[DATA TO PROCESS]
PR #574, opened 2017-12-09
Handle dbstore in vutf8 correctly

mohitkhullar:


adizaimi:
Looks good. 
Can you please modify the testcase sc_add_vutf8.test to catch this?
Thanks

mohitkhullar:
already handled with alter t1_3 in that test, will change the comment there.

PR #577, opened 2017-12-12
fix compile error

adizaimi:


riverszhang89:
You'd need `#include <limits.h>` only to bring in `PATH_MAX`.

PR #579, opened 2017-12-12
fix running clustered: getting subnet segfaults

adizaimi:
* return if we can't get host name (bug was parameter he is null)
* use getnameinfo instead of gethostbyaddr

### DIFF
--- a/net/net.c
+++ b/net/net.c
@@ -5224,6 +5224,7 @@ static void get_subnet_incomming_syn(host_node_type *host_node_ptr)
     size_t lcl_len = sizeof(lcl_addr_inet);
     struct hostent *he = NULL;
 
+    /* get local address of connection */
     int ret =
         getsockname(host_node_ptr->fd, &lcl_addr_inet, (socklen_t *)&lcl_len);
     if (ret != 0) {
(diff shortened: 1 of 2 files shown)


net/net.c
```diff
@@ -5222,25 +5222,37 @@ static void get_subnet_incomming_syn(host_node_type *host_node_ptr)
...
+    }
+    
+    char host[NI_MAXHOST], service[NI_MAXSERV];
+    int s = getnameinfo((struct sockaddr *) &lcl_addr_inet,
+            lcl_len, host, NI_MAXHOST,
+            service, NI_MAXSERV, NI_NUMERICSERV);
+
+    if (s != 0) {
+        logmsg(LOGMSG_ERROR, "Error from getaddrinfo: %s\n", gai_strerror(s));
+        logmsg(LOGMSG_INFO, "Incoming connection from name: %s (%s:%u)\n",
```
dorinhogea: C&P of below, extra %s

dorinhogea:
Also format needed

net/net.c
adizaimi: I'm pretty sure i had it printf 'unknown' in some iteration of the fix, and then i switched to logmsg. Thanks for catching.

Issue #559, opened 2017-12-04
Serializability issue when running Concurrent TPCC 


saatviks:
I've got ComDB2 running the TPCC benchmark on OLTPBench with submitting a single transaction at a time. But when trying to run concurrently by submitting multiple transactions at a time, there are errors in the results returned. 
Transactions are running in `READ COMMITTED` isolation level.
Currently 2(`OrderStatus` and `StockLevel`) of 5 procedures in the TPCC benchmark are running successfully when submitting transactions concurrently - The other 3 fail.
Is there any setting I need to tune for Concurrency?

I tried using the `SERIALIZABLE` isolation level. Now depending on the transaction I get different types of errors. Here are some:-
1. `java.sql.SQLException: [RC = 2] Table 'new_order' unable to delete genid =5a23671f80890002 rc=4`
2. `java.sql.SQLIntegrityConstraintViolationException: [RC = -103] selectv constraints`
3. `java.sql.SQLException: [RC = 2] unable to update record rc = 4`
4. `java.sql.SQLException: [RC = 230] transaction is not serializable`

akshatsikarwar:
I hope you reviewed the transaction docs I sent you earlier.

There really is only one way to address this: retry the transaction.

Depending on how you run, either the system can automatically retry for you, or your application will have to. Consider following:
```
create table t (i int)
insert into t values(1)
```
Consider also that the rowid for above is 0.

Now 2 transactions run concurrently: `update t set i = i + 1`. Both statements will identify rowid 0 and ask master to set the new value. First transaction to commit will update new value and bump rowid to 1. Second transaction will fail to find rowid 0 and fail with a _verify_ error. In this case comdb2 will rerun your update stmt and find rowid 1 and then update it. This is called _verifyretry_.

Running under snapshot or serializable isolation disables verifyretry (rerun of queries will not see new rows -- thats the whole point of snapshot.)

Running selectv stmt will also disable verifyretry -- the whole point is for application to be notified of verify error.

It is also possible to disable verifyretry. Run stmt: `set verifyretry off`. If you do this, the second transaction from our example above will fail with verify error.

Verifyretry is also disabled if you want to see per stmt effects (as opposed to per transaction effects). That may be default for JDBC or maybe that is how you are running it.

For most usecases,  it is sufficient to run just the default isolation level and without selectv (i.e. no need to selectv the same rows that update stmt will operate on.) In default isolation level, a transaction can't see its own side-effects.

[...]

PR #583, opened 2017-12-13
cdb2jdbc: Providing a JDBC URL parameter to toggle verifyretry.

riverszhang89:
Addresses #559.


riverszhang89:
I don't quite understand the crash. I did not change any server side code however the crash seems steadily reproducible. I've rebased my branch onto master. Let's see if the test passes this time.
[/DATA TO PROCESS]
Above are some records; extract every one of them exactly.

PR #574, opened 2017-12-09
Handle dbstore in vutf8 correctly

mohitkhullar:


adizaimi:
Looks good. 
Can you please modify the testcase sc_add_vutf8.test to catch this?
Thanks

mohitkhullar:
already handled with alter t1_3 in that test, will change the comment there.

PR #577, opened 2017-12-12
fix compile error

adizaimi:


riverszhang89:
You'd need `#include <limits.h>` only to bring in `PATH_MAX`.

PR #579, opened 2017-12-12
fix running clustered: getting subnet segfaults

adizaimi:
* return if we can't get host name (bug was parameter he is null)
* use getnameinfo instead of gethostbyaddr

### DIFF
--- a/net/net.c
+++ b/net/net.c
@@ -5224,6 +5224,7 @@ static void get_subnet_incomming_syn(host_node_type *host_node_ptr)
     size_t lcl_len = sizeof(lcl_addr_inet);
     struct hostent *he = NULL;
 
+    /* get local address of connection */
     int ret =
         getsockname(host_node_ptr->fd, &lcl_addr_inet, (socklen_t *)&lcl_len);
     if (ret != 0) {
(diff shortened: 1 of 2 files shown)


net/net.c
```diff
@@ -5222,25 +5222,37 @@ static void get_subnet_incomming_syn(host_node_type *host_node_ptr)
...
+    }
+    
+    char host[NI_MAXHOST], service[NI_MAXSERV];
+    int s = getnameinfo((struct sockaddr *) &lcl_addr_inet,
+            lcl_len, host, NI_MAXHOST,
+            service, NI_MAXSERV, NI_NUMERICSERV);
+
+    if (s != 0) {
+        logmsg(LOGMSG_ERROR, "Error from getaddrinfo: %s\n", gai_strerror(s));
+        logmsg(LOGMSG_INFO, "Incoming connection from name: %s (%s:%u)\n",
```
dorinhogea: C&P of below, extra %s

dorinhogea:
Also format needed

net/net.c
adizaimi: I'm pretty sure i had it printf 'unknown' in some iteration of the fix, and then i switched to logmsg. Thanks for catching.

Issue #559, opened 2017-12-04
Serializability issue when running Concurrent TPCC 


saatviks:
I've got ComDB2 running the TPCC benchmark on OLTPBench with submitting a single transaction at a time. But when trying to run concurrently by submitting multiple transactions at a time, there are errors in the results returned. 
Transactions are running in `READ COMMITTED` isolation level.
Currently 2(`OrderStatus` and `StockLevel`) of 5 procedures in the TPCC benchmark are running successfully when submitting transactions concurrently - The other 3 fail.
Is there any setting I need to tune for Concurrency?

I tried using the `SERIALIZABLE` isolation level. Now depending on the transaction I get different types of errors. Here are some:-
1. `java.sql.SQLException: [RC = 2] Table 'new_order' unable to delete genid =5a23671f80890002 rc=4`
2. `java.sql.SQLIntegrityConstraintViolationException: [RC = -103] selectv constraints`
3. `java.sql.SQLException: [RC = 2] unable to update record rc = 4`
4. `java.sql.SQLException: [RC = 230] transaction is not serializable`

akshatsikarwar:
I hope you reviewed the transaction docs I sent you earlier.

There really is only one way to address this: retry the transaction.

Depending on how you run, either the system can automatically retry for you, or your application will have to. Consider following:
```
create table t (i int)
insert into t values(1)
```
Consider also that the rowid for above is 0.

Now 2 transactions run concurrently: `update t set i = i + 1`. Both statements will identify rowid 0 and ask master to set the new value. First transaction to commit will update new value and bump rowid to 1. Second transaction will fail to find rowid 0 and fail with a _verify_ error. In this case comdb2 will rerun your update stmt and find rowid 1 and then update it. This is called _verifyretry_.

Running under snapshot or serializable isolation disables verifyretry (rerun of queries will not see new rows -- thats the whole point of snapshot.)

Running selectv stmt will also disable verifyretry -- the whole point is for application to be notified of verify error.

It is also possible to disable verifyretry. Run stmt: `set verifyretry off`. If you do this, the second transaction from our example above will fail with verify error.

Verifyretry is also disabled if you want to see per stmt effects (as opposed to per transaction effects). That may be default for JDBC or maybe that is how you are running it.

For most usecases,  it is sufficient to run just the default isolation level and without selectv (i.e. no need to selectv the same rows that update stmt will operate on.) In default isolation level, a transaction can't see its own side-effects.

[...]

PR #583, opened 2017-12-13
cdb2jdbc: Providing a JDBC URL parameter to toggle verifyretry.

riverszhang89:
Addresses #559.


riverszhang89:
I don't quite understand the crash. I did not change any server side code however the crash seems steadily reproducible. I've rebased my branch onto master. Let's see if the test passes this time.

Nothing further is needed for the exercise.